- _Exercise requirements_
Copy each line that includes the string "language" from the material into your answer.
======
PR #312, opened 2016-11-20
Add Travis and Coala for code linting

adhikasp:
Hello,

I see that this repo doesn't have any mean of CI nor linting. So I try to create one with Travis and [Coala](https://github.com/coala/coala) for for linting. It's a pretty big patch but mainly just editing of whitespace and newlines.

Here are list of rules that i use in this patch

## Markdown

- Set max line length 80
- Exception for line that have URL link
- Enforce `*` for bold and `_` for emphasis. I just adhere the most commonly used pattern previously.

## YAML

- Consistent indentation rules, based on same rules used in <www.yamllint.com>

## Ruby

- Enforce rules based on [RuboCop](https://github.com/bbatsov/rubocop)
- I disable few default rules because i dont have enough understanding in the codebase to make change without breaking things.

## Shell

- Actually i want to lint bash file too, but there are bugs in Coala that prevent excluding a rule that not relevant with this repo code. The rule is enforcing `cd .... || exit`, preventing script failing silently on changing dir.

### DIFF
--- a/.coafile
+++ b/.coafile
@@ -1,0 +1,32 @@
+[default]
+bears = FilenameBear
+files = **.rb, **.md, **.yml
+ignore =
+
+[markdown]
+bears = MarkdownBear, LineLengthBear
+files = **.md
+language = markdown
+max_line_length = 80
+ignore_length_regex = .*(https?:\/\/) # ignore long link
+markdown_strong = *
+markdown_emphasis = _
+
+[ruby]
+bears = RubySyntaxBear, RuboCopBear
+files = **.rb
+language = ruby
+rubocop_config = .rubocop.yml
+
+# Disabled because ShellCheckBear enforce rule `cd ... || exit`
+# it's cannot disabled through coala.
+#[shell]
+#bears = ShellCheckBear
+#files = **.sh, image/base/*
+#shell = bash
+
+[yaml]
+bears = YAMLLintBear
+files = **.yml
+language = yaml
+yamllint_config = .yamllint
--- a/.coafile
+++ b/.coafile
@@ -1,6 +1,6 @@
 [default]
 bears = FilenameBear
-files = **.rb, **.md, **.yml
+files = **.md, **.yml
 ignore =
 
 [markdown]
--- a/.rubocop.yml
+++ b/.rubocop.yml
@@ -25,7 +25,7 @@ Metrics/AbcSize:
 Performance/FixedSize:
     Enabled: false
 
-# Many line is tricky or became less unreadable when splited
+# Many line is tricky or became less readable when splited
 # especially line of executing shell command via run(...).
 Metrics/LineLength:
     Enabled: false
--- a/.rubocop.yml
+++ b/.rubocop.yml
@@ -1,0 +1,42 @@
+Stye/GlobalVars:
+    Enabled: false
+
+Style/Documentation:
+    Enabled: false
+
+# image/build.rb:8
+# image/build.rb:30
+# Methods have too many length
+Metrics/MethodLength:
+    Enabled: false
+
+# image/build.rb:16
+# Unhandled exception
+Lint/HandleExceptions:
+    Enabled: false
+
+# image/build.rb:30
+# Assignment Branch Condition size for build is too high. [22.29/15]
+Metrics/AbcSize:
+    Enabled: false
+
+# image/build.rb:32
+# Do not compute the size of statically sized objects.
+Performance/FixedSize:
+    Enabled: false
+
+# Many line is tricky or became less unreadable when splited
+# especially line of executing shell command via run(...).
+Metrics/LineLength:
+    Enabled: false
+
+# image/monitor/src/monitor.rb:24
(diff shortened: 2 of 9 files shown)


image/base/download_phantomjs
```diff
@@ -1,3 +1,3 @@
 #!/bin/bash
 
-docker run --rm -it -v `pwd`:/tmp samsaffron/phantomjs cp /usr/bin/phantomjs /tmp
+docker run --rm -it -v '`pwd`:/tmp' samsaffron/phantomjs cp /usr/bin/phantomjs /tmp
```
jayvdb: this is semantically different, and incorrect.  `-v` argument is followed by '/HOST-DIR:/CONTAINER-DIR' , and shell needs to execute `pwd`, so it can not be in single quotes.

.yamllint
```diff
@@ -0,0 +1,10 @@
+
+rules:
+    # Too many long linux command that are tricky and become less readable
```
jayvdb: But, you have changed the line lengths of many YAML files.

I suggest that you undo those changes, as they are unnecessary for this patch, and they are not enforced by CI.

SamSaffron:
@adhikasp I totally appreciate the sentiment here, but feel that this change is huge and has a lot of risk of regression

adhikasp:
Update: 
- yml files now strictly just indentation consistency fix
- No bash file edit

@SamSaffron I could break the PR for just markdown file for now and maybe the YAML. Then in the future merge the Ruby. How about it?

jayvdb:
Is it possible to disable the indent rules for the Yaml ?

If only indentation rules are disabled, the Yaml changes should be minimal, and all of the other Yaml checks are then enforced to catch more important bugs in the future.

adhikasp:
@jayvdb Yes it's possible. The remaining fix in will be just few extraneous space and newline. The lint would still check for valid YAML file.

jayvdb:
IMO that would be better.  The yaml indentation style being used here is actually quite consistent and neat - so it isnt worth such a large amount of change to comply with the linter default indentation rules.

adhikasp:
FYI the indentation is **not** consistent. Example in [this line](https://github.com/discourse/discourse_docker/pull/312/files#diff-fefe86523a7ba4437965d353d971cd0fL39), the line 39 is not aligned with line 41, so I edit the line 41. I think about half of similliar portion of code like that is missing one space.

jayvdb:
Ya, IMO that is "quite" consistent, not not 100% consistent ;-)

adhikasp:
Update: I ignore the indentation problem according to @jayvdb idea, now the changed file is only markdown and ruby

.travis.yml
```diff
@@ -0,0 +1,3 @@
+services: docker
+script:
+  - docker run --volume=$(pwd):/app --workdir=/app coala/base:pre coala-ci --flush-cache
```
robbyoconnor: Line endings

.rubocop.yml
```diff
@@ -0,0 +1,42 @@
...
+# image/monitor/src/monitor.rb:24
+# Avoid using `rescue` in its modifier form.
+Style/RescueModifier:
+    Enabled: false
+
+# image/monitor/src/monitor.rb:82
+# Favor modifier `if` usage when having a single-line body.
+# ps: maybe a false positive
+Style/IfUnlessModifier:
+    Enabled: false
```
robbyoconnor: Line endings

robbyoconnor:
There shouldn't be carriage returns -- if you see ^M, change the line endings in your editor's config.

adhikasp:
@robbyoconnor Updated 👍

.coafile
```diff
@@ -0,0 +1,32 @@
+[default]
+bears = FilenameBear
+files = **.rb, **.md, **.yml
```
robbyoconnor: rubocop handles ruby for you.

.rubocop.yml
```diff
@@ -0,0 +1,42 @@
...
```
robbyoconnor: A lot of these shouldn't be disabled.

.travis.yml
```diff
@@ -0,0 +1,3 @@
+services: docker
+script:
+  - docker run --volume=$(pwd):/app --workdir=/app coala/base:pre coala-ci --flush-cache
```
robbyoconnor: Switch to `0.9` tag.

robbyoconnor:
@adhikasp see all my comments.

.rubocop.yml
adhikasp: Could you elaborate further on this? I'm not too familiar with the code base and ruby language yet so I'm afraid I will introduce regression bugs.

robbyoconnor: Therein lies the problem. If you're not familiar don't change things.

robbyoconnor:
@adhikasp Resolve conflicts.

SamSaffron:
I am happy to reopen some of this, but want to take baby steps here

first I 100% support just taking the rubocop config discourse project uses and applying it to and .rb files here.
======
- _Expected answer_
+language = markdown
+language = ruby
+language = yaml
adhikasp: Could you elaborate further on this? I'm not too familiar with the code base and ruby language yet so I'm afraid I will introduce regression bugs.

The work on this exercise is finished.